Twenty-two Republican attorneys general previously pressured the Federal Judicial Center to retract a 90-page chapter on climate science from its technical manual for judges. The attorneys general alleged that the chapter's authors at Columbia's Sabin Center were biased because they work closely with Sher Edling, which represents climate plaintiffs in litigation against oil companies. The Federal Judicial Center retracted the chapter in February despite prior peer review approval and endorsement by the National Academies of Sciences, Engineering and Medicine.

Conservative legal scholars support judicial skepticism of climate science education programs. "Judges must remain neutral arbiters, not students of advocacy groups with clear litigation interests," said Prof. Jonathan Adler of Case Western Reserve University School of Law. "The George Mason symposium provides judges with tools to critically evaluate expert testimony without being swayed by well-funded campaigns from either side."

What the Numbers Show

According to a review of lobbying disclosures and tax filings, the Antonin Scalia Law School has received funding from foundations linked to conservative donors with fossil fuel interests, including the Searle Freedom Trust and the John William Pope Foundation. The Environmental Law Institute's Climate Judiciary Project received grants totaling approximately $1.2 million between 2020 and 2024, according to its tax filings, with funding coming from the EPA (before recent grant restrictions), the Gordon and Betty Moore Foundation, and other philanthropic sources.

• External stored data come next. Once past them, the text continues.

PR #1326, opened 2024-09-24
(fix) - O3-4015 - Ward App - patient should get unassigned from bed at old l…

chibongho:
…ocation upon transfer to new location

## Requirements

- [x] This PR has a title that briefly describes the work done including the ticket number. If there is a ticket, make sure your PR title includes a [conventional commit](https://o3-docs.openmrs.org/docs/frontend-modules/contributing.en-US#contributing-guidelines) label. See existing PR titles for inspiration.
- [ ] My work conforms to the [OpenMRS 3.0 Styleguide](https://om.rs/styleguide) and [design documentation](https://om.rs/o3ui).
- [ ] My work includes tests or is validated by existing tests.

## Summary

This PR fixes the following scenario:
- Patient in Ward location A with bed X assigned
- Patient gets transferred to Ward location B without being assigned a bed.

The patient should have bed X unassigned.

PR #1349, opened 2024-10-21
(fix) O3-4015 - Ward App - unassign bed from patient when they are tr…

chibongho:
…ansferred

## Requirements

## Summary

When a patient with a bed in location A is transferred to a new location B, their current bed should be unassigned. Previous [PR](https://github.com/openmrs/openmrs-esm-patient-management/pull/1326/files) did not correctly fix this issue. It was trying to look for the assigned bed in location B instead of A. This PR fixes it by adding and using a new hook to get the bed assigned to the patient.

Adjusted the unit tests to reflect this change.


mseaton (approved):
Looks good to me, though for the future we may want to look into whether we should be handling this on the back-end transactionally vs. on the front end as a separate request...

PR #1351, opened 2024-10-23
(fix) Fix React missing key warning for QueueTable table filters

denniskigen:
## Requirements

## Summary

This PR fixes a missing React key warning for the tableFilter prop in QueueTable. `tableFilter` is an array of React nodes that get rendered as children of the `TableToolbarContent` component. I've renamed the prop to `tableFilters` to better describe that it's an array of filters. Second, I've updated the rendering logic to use the `map` function to iterate over the `tableFilters` array and provide a unique `key` prop to each child. I'm using a `React.Fragment` to wrap each child in the array to avoid unnecessary additional DOM elements. Each of these fragments uses the index of the array as the key. This is not a perfect solution in the sense that keys should be stable and unique identifiers for elements in the array. However, in this case, the array contents are dynamic and may change in size, so a static index identifier works for now. I've also added keys to the `QueueTableByStatusMenu` and `QueueTableMetricsCard` components.

I've also fixed the spacing of the filters in the `QueueTable` component as well as removed some unnecessary space from the filter label text.


packages/esm-service-queues-app/src/queue-table/default-queue-table.component.tsx
```diff
@@ -133,7 +133,7 @@ function DefaultQueueTable() {
               queueUuid={null}
               statusUuid={null}
               ExpandedRow={QueueTableExpandedRow}
-              tableFilter={[
+              tableFilters={[
```
chibongho, line 136: I've encountered a similar scenario in the ward app and decided that it's better to just type `tableFilters` as `ReactNode` (instead of `ReactNode[]`) and then do 

```
<>
  <QueueDropdownFilter />
  <StatusDropdownFilter />
  ...
</>
```

Then we don't have do deal with keys.

chibongho (approved):
Thanks for this!

packages/esm-service-queues-app/src/queue-table/default-queue-table.component.tsx
denniskigen: Should we switch to that here instead?

chibongho: sure

chibongho (approved):
Thanks!

PR #1357, opened 2024-11-01
(fix) O3-3996 - Ward App - adjust pagination size of admilocation / t…

chibongho:
…ransfer location selector

## Requirements

## Summary

Increase the pagination page size of the admission / transfer location picker. I'm using 15 as the page size default because that's also the number UX designers quoted for the max number of beds we display using radio buttons instead of dropdown in the bed selector UI. It's roughly the number of radio button options that can be fit into one screen.

## Screenshots

image


mogoodrich (approved):
Approved, *if* the idea is that we still do want pagination if there are more than 15 items (and I'm understanding correctly)?

chibongho:
> Approved, _if_ the idea is that we still do want pagination if there are more than 15 items (and I'm understanding correctly)?

Yeah, I checked with @fanderson on that.

PR #1376, opened 2024-11-15
(fix) O3-4116 use correct colours for service queue priority

flosell:
## Requirements

## Summary

_(First PR here so please let me know if I'm doing something wrong)_

O3-4116 notes that priority tags in the service queue view don't have any color.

Climate litigation has grown substantially: There were 2,180 climate-related lawsuits filed in U.S. courts as of December 2025, up from fewer than 200 in 2010, according to the Grantham Research Institute at the London School of Economics. Major cases pending include municipal liability suits brought by Honolulu, San Francisco, and other local governments seeking damages for climate impacts.

Liability waiver bills have been introduced in both chambers: H.R. 2457 and S. 1189 would limit fossil fuel company liability for climate harms. The measures were introduced following coordinated lobbying efforts that ProPublica reported are connected to conservative activist Leonard Leo's network across 11 states.

The Bottom Line

The simultaneous events highlight how education about scientific evidence in courtrooms has become a new front in the legal battle over climate accountability. What happens next will likely depend on whether Jordan's committee investigation produces actionable findings or remains focused on document requests. The Florida attorney general's office has also launched a separate investigation into alleged judicial influence by the Environmental Law Institute.

Both programs insist they are nonpartisan educational efforts, but their sharply different approaches to climate science reflect broader divisions in how courts should weigh scientific evidence when fossil fuel liability is at stake. Legal observers say the outcome of this dispute could shape how hundreds of pending and future climate cases are decided for years to come.